BEGIN RECORDS FOR THIS EXERCISE

PR #565, opened 2020-02-10
Implementing `Cross_SituationalLanguageLearner`

jamart28:
Implemented `observe()` method so far
Copied from `PursuitLanguageLearner` as a baseline
Used the following paper for model used: [Cross-Situational Learner](https://onlinelibrary.wiley.com/doi/full/10.1111/j.1551-6709.2010.01104.x)
`describe()` still needs to be implemented

Addresses #546


adam/learner/cross_situational.py
```diff
@@ -0,0 +1,567 @@
...
+    GraphLogger,
+    PerceptionGraph,
+    PerceptionGraphPattern,
+)
+from adam.utils import networkx_utils
+from attr import Factory, attrib, attrs
+
+
+@attrs
+class CrossSituationalLanguageLearner(
```
denizbeser: Can you write tests for this, similar to those for Pursuit?

adam/learner/cross_situational.py
```diff
@@ -0,0 +1,567 @@
...
+    Generic[PerceptionT, LinguisticDescriptionT],
+    LanguageLearner[PerceptionT, LinguisticDescription],
+):
+    """
+    An implementation of `LanguageLearner` for cross-situational learning based approach for single
+    object detection.
```
denizbeser: Can you add a brief description of the algorithm here, with a link to the paper?

adam/learner/cross_situational.py
```diff
@@ -0,0 +1,567 @@
...
+    """
+
+    _words_to_hypotheses_and_scores: Dict[
+        str, Dict[PerceptionGraphPattern, float]
+    ] = attrib(init=False, default=Factory(dict))
+    _words_to_hypotheses_and_probability: Dict[
```
denizbeser: It would be useful to have a comment here describing the difference between score and probability

adam/learner/cross_situational.py
```diff
@@ -0,0 +1,567 @@
...
+                self._words_to_hypotheses_and_scores.pop(word)
+                if self._graph_logger:
+                    self._graph_logger.log_graph(
+                        leading_hypothesis_pattern, logging.INFO, "Lexicalized %s", word
+                    )
+            else:
+                logging.info("Would lexicalize, but haven't see the word often enough")
+
+    @staticmethod
+    def get_objects_from_perception(
```
denizbeser: There are a couple of methods that are shared between learners. It's generally better to modularize methods like this that is shared across the code. Let's keep it this way for now though, since I'm working on a different branch changing the Pursuit class right now.

adam/learner/cross_situational.py
```diff
@@ -0,0 +1,567 @@
...
+            else:
+                self._words_to_number_of_observations[word] = 1
+
+            # If word is not known, go through learning steps
+            if word not in self._lexicon:
+                logging.info(f"Considering '{word}'")
+                # Initialize necessary components if needed
+                if word not in self._words_to_hypotheses_and_scores:
+                    self._words_to_hypotheses_and_scores[word] = {}
+                    self._words_to_hypotheses_and_probability[word] = {}
```
denizbeser: You can use `defaultdict` class to avoid having to initailize empty dicts: https://docs.python.org/3/library/collections.html#collections.defaultdict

END RECORDS FOR THIS EXERCISE

● **BRIEF**
If a line in the entries holds the string "paper", copy it.

● **OUTPUT FOR THIS EXERCISE**
Used the following paper for model used: [Cross-Situational Learner](https://onlinelibrary.wiley.com/doi/full/10.1111/j.1551-6709.2010.01104.x)
denizbeser: Can you add a brief description of the algorithm here, with a link to the paper?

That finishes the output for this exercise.